The thoughts are controlled by the wisdom-sword, which watches the mind from telephone pole to telephone pole—any thoughts in those ten bows? Chop 'em. More light and fewer shadows. Now let's bow up to that bush without letting a single false thought flower up. Ready? Go! Chop! Namo Chang Ju...chop! Swo Pwo He! Paramita! Now go to that next fencepost...Chop. It's getting lighter inside with each bow and each chop. It seems like there's something in there besides the kaleidoscope of thoughts? I've got to shut up in order to find out. Really stop talking inside and out. Next noisy space to prepare for a wonderful victory over thought-coverings: morning recitation, lunch, evening recitation. We'll get 'em. Swo Pwo He! Paramita! One of these days it's going to be Prajnaparamita! Can't think of that now, though. Got to swing this sharp old sword some more. Chop! Shut up! More light.

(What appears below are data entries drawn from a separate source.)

PR #210, opened 2018-05-08
UI changes in multipage review

kikettas:
After the user testing, some UI changes were required in the multipage screen to improve the UX, such as fixed pages collection, add images button and drag and drop tip.

### How to test

### Merging
Automatic

### Issues
#203 #202


GiniVision/Assets/Localizable.strings
```diff
@@ -98,5 +98,6 @@
 "ginivision.imagepicker.openbutton" = "Öffnen";
 
 "ginivision.multipagereview.reorderContainerTooltipMessage" = "Die Seiten müssen in der richtigen Reihenfolge sein. Hier können Sie sie sortieren";
-
-
+"ginivision.multipagereview.addButtonLabel" = "Fügen Sie dieser Rechnung eine neue Seite hinzu";
+"ginivision.multipagereview.dragAndDropTip" = "Drag & Drop zum Sortieren";
+"ginivision.multipagereview.title" = "%d von %d";
```
nsobadjiev: I'm usually not a fan of sprintf formatting in strings files. And here you might just get away with localizing the string in the middle.

The only problem is that there might be languages where the format is different and the string is not in the middle. However, even this format might not be sufficient for all languages.

What I'm saying is that I'm not sure about this, but I don't know how to proceed. We are unlikely to encounter such languages any time soon.

GiniVision/Classes/Core/Multipage Review/MultipageReviewPagesCollectionFooter.swift
```diff
@@ -0,0 +1,153 @@
...
+//
+//  Created by Enrique del Pozo Gómez on 4/26/18.
+//
+
+import Foundation
+
+final class MultipageReviewPagesCollectionFooter: UICollectionReusableView {
+    
+    static let identifier = "MultipageReviewPagesCollectionFooterIdentifier"
+    var didTapAddButton: (() -> Void)?
```
nsobadjiev: Again, you are mixing delegates and callbacks in the same project. You are missing a little consistency. But it's ok, I guess.

GiniVision/Classes/Core/Multipage Review/MultipageReviewPagesCollectionFooter.swift
```diff
@@ -0,0 +1,153 @@
...
+        let width = MultipageReviewPagesCollectionFooter.contentSize.width +
+            padding.left +
+            padding.right
+        
+        return CGSize(width: width, height: height)
+    }
+    
+    class func padding(in collectionView: UICollectionView? = nil) -> UIEdgeInsets {
+        var rightPadding: CGFloat = 10
+        if let collection =  collectionView {
```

Friday, September 8th, Heng Ch'au:

We are bowing past Goleta High School "Welcome New Students" says a sign on the marque. A ear speeds by and half a dozen eggs whiz past. Heng Sure is low into a five-point bow. Two eggs splatter all over his sash and back. (They hit the ground behind him, but they splashed.) He just slowly rises, chanting, and continues on.

Sitting in an empty field meditating, a car pulls up and a few handfuls of rocks rain down on us. We keep sitting.

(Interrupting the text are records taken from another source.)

PR #212, opened 2018-05-08
Update to Swift 4.1

kikettas:
Updated project and code to Swift 4.1. 
To make the example app for Obj-C compile, some classes has been removed (they would have been removed in a future PR either way).

### How to test
Run the example app and check that everything works as it did before.

### Merging
Automatic

### Issues
#162


GiniVision/Classes/Core/Camera.swift
```diff
@@ -99,7 +99,7 @@ internal class Camera: NSObject {
             self.stillImageOutput?
                 .captureStillImageAsynchronously(from: connection) { (buffer: CMSampleBuffer?, error: Error?) in
                     guard error != nil else {
-                        completion(AVCaptureStillImageOutput.jpegStillImageNSDataRepresentation(buffer), nil)
+                        completion(AVCaptureStillImageOutput.jpegStillImageNSDataRepresentation(buffer!), nil)
```
nsobadjiev: I'd use the guard that's already here to also unwrap the buffer.
I also think that the iOS SDK has many APIs where not having an error object doesn't mean everything went smoothly. I'm not sure this is the case here, but I think it would have been cleaner if you used the guard.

"Cultivation of the nature is simply not getting angry." (Master Hua). It's becoming clear to us that whatever we put out comes back. And so it works the other way--whatever comes back was put out. Why get angry? We can't avoid our retribution. All we can do is let it come and pass and try our best to create no more. With no greed, anger, and ignorance going out, then in time there will be a pure place for the "jewel within." Make no waves and soon the lake is still, reflecting like a perfect mirror.

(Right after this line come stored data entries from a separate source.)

PR #214, opened 2018-05-09
Add review controller delegate

kikettas:
In order to be consistent with the rest of screens, it has been added a delegate for the `ReviewViewController`.

### How to test
Nothing to test

### Merging
Automatic


nsobadjiev:
Are you sure there's nothing to test? You could add tests to see if the delegate methods are invoked.
Maybe even that the callbacks still work (they might be deprecated, but they still should work).

kikettas:
@nsobadjiev You are right, maybe it is good if the delegate and blocks are tested when the rotate is done. 
Added them! 👍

We turned the engine and headlights off and coasted into a dark quiet nitch in a residential neighborhood of Santa Barbara (ordinance forbids sleeping in cars). About midnight we are jolted out of sleep by yelling and laughing voices. There are cars all around us. Some kids on their way to and from Friday night back-to-school parties have stopped to down some beers and smoke some there all around our car. Big roving party!

About 1:30 AM we awake again to find ourselves flooded with spotlights from police cars. We wait and they wait. This goes on for about five minutes and then they drive off.

September, 1977, Heng Sure:

At Gold Wheel on Sunday afternoon I heard the Master lecture on the Middle Way of the Buddha and the wonderful truth of the Dharma hit my heart like a lightning flash. A moment later he turned to me and said, "Kuo Chen what do you have to say?" I had been trying hard to break out of my head and break into my heart and suddenly tears flowed right up from some inner pool and nearly choked me as I spoke my heart...what I felt was the overwhelming goodness and power and light of the Master. His power is the power of virtue and by doing nothing but being the source of Proper Dharma he can do the impossible: he can lead people to change their minds and habits. The Dharma of the Buddha is the finest thing in the world. I'm beginning to believe that I can really return to purity and be of use to other beings and this makes me very humble and very happy. At the same time I feel deep grief that I am so slow to change. So selfish and so small. The Master-uses tremendous energy to teach and transform his disciples and yet I give him trouble, arrogance, and stupid selfishness in return. The Master's way is selfless--he has no greed, or hatred, or stupidity. His virtue is stronger than the darkness. His light pervades everywhere, even to the dark caverns of my crusty heart. It's wonderful and sometimes unbearable. So the tears fall. I want to be reborn, transformed out of the Dharma. Let the rain of Dharma fall everywhere throughout three thousand great thousand worlds.